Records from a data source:
PR #919, opened 2016-08-30
Really fix missing JSON data.

mjfrey:
Don't get fancy and check if JSON attributes exist before trying to get them.

### DIFF
--- a/ecommerce/extensions/basket/views.py
+++ b/ecommerce/extensions/basket/views.py
@@ -107,7 +107,10 @@ class BasketSummaryView(BasketView):
             short_description = None
             try:
                 course = get_course_info_from_lms(course_key)
-                image_url = course.get('media', '{}').get('image', '{}').get('raw', '')
+                try:
+                    image_url = course['media']['image']['raw']
+                except (KeyError, TypeError):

### [ACTIVITY]
Where does "media" occur in the data? Copy each line that has it.

### [SOLUTION BELOW]
-                image_url = course.get('media', '{}').get('image', '{}').get('raw', '')
+                    image_url = course['media']['image']['raw']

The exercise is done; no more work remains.